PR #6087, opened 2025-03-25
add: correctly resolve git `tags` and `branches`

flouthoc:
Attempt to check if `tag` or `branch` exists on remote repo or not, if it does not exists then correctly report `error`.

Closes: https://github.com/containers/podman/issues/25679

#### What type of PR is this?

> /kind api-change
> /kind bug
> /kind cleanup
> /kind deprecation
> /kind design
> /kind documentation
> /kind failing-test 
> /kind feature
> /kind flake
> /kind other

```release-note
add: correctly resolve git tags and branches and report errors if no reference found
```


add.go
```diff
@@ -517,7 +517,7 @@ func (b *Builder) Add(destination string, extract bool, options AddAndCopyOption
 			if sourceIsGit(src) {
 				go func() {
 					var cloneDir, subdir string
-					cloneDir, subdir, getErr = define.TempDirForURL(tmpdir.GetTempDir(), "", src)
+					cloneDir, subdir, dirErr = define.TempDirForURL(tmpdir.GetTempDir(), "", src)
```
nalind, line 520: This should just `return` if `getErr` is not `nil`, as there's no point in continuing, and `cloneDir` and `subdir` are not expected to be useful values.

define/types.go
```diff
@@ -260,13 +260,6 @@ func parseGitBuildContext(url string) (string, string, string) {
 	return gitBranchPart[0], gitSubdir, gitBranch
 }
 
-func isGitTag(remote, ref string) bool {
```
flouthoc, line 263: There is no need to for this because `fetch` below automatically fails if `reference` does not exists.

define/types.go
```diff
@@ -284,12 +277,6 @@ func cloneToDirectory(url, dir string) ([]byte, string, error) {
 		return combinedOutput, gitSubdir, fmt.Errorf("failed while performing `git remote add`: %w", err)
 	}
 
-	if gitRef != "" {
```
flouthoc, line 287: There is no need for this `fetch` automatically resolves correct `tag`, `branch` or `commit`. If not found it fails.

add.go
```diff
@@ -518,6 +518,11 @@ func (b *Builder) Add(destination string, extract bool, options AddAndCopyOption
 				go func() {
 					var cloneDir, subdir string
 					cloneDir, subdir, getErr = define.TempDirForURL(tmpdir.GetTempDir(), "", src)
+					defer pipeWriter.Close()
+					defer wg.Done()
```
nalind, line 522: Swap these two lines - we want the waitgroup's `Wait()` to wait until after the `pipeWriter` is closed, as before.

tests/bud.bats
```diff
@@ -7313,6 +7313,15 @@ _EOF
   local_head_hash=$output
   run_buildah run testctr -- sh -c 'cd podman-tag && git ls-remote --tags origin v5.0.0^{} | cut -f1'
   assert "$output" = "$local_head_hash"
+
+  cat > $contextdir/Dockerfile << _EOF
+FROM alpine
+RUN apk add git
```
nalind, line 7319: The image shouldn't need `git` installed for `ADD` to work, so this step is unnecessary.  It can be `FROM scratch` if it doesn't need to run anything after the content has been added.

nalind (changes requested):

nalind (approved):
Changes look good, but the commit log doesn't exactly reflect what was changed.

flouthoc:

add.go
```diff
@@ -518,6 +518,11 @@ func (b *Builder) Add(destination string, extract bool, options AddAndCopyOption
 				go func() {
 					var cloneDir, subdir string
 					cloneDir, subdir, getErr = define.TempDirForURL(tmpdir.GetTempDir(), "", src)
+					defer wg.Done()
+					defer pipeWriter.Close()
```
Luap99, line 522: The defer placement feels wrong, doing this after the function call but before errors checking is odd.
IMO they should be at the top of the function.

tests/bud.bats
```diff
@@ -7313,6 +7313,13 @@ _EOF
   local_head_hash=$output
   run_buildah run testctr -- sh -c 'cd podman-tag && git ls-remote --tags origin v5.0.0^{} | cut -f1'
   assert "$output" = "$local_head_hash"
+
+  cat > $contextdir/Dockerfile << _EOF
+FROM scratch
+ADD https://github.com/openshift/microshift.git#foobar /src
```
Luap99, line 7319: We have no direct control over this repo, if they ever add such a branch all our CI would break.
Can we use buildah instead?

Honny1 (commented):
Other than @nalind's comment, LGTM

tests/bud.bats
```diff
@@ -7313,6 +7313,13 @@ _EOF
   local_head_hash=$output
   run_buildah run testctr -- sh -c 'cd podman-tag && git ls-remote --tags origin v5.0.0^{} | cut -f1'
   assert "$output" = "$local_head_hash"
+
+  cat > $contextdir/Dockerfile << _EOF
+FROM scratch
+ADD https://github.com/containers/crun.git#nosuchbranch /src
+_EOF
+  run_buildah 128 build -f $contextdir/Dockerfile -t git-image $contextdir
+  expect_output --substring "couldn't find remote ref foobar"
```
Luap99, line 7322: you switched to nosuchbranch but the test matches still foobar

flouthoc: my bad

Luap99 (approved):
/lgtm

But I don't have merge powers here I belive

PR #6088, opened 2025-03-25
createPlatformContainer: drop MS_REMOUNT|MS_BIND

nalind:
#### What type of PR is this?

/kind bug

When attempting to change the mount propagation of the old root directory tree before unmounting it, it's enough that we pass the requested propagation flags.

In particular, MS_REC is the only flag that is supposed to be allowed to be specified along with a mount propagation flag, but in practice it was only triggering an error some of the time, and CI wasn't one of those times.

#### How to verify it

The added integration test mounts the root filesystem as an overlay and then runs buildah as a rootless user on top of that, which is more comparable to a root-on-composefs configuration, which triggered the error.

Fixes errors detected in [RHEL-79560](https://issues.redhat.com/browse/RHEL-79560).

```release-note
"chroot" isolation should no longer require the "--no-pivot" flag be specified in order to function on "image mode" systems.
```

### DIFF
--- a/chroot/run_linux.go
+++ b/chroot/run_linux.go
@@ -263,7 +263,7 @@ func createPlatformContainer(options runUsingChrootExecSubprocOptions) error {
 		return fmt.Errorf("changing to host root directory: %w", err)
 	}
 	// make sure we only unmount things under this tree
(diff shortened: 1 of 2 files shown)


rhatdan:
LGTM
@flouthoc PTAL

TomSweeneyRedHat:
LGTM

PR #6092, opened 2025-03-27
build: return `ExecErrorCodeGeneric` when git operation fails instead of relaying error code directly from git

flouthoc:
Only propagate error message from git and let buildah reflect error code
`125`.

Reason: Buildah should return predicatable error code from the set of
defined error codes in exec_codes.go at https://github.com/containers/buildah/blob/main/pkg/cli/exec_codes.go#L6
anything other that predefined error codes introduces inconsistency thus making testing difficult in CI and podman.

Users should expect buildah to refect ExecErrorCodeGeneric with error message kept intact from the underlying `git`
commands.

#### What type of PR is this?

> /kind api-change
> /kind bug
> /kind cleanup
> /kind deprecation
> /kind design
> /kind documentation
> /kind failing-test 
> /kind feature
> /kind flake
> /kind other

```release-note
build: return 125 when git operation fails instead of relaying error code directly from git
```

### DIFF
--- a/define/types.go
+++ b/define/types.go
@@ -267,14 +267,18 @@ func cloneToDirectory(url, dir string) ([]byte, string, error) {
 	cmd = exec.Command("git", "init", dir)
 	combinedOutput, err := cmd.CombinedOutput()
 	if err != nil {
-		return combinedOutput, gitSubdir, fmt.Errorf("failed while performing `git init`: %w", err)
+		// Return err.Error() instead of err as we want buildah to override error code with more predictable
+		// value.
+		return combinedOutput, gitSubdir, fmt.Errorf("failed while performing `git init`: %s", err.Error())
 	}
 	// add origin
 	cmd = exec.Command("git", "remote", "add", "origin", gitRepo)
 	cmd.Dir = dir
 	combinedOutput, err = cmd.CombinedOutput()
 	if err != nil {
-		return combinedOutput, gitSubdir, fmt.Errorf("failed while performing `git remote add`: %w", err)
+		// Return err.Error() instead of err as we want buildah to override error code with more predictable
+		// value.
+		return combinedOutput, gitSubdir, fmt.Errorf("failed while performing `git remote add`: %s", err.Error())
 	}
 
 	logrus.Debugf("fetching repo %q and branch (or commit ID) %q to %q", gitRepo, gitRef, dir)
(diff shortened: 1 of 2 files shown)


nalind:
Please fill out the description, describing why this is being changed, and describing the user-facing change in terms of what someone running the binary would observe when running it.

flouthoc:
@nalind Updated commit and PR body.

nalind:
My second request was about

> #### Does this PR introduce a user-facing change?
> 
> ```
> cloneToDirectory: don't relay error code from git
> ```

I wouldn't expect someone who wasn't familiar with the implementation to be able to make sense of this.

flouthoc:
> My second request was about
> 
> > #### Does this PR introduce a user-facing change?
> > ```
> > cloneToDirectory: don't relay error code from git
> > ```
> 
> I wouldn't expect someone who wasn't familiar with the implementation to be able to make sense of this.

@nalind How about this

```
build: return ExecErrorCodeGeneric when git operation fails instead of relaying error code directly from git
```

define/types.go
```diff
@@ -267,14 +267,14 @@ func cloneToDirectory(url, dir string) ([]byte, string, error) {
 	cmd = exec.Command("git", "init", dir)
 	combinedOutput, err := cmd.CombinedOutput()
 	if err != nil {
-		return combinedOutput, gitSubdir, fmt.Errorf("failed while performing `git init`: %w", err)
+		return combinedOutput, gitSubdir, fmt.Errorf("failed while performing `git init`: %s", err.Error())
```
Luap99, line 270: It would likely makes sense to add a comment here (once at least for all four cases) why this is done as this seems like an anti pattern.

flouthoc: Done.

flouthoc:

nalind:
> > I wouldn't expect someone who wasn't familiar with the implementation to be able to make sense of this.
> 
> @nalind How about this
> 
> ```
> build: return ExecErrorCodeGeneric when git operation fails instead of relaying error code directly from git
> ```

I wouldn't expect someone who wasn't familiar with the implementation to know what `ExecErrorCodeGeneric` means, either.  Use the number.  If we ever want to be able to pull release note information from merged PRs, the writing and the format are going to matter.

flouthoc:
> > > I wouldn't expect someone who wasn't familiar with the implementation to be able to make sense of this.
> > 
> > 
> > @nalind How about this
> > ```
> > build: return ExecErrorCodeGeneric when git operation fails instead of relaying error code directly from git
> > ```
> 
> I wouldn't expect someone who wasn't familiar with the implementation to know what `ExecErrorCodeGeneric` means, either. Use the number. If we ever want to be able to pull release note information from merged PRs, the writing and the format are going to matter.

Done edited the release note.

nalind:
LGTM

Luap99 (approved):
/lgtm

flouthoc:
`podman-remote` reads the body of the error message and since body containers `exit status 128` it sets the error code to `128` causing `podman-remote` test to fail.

——————

**Instructions to follow:**
From the material above, please return each line containing "number".

**Exercise result:**
I wouldn't expect someone who wasn't familiar with the implementation to know what `ExecErrorCodeGeneric` means, either.  Use the number.  If we ever want to be able to pull release note information from merged PRs, the writing and the format are going to matter.
> I wouldn't expect someone who wasn't familiar with the implementation to know what `ExecErrorCodeGeneric` means, either. Use the number. If we ever want to be able to pull release note information from merged PRs, the writing and the format are going to matter.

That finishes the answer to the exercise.